Trump did even better than that among white Protestants who identify themselves as evangelical, a somewhat loose designation that separates them from the "mainline" Protestant denominations. Evangelicals are particularly important as an electoral force in the South, where the partisan transformation of the last half-century has been most pronounced.

Southern whites, especially in rural areas and small towns, had been Democrats back to the era of Andrew Jackson. The 11 states that once seceded, and the states that border them, were the bedrock base for Democrats in the Electoral College and in both chambers of Congress for nearly all the nation's first 200 years.

That powerful pattern had begun to change before Roe.
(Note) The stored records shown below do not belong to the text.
PR #2679, opened 2024-08-02
Reports : API Requests new report type, various adjustments.

PeterMis:
relates to xibosignage/xibo#3362

- Requests : New API requests report type that does not join on log/audit tables
- Various adjustments to the report, forms etc to suit the new report type
- Change the url added to database to correctly include route parameters ( previously things like `{id}` would be saved)
- Separate sql connection and commit to ensure we get the error requests in the table
- Added small new Factory and Entity for API requests


dasgarner (approved):

ifarzana:
TEST: /Reporting END

PR #2683, opened 2024-08-05
Content-Length header check with newer Apache versions

mariosteinbacher:
Apache 2.4.44 and newer removed the Content-Length header.

So third party media via the ticker module for example can't be loaded, and throws an exception from guzzlehttp 'An error was encountered during the on_headers event'

this is just a quick and dirty fix. maybe there is a better solution.

### DIFF
--- a/.gitignore
+++ b/.gitignore
@@ -27,3 +27,4 @@ tests/http-client.private.env.json
 
 # Hide module/template translate file
 locale/moduletranslate.php
+/nbproject/private/
--- a/lib/Factory/MediaFactory.php
+++ b/lib/Factory/MediaFactory.php
@@ -271,12 +271,17 @@ class MediaFactory extends BaseFactory
                                 $this->getLog()->debug('processDownloads: successful, headers = '
                                     . var_export($response->getHeaders(), true));
 
-                                // Get the content length
-                                $contentLength = $response->getHeaderLine('Content-Length');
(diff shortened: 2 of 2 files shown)


dasgarner:
Thank you for your contribution - if I understand the code correctly this will disable the Content-Length header check if request we're trying to download doesn't have it?

If that is the case, then unfortunately we wouldn't be able to merge this because the check is in place to prevent this sort of request from being accepted. It is possible to create a denial of service situation by effectively downloading never ending streams and tying up the download process indefinitely.

I've had a brief read through the associated links in your commit, and it seems the Apache change has caused quite a kerfuffle... the suggested fix seems to be to set `ap_trust_cgilike_cl` - is that something which would work as an alternative?

mariosteinbacher:
Hello Dan!
I am as surprised as you when I have read that apache removed this header.
I am happy with any solution. 
so the solution would be to set this variable on the third party server and the php script must add the Content-Length header. As far as I have understood it.
And maybe I have missed the section where the content-length is checked against the actual file size.

dasgarner:
Hello! Xibo checks the Content-Length header provided against the max file size allowed on the CMS, to make sure that we're not attempting to download files which are larger than allowed. Xibo doesn't check the actual file size.

I think the solution is to apply `ap_trust_cgilike_cl` to the source server as you've suggested.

Some Southern states had voted for Republican presidential candidates as far back as 1928 (when Democrats first nominated a Catholic, Al Smith).

But more a more permanent shift began in the 1960s, after passage of the Civil Rights Act of 1964, and it gained momentum in the era after Roe.

Many Southern whites regarded both that 1964 act and that 1973 decision as attacks on states' rights. And much of the political history of the past half century in the U.S. has been about Republicans taking up this cause.

This dynamic motivated many an officeholder to switch parties in the region. It also drove Nixon's Southern Strategy in 1968 and Ronald Reagan's version of it in the 1980s. Most of the second President Bush's votes in the Electoral College came from former "slave states," as did roughly two-thirds of Trump's in 2020.

This long trend at the presidential level was briefly interrupted by the election of Carter (Georgia) in 1976 and Clinton (Arkansas) in the 1990s. But even in the Clinton years, the South was becoming more Republican than at any time since Reconstruction.

Election Day in 1994 saw Republicans gain their first majority in all those offices in the South since Reconstruction. That Dixie realignment has held ever since and been mirrored by similar Republican takeovers in state legislatures and at the local level.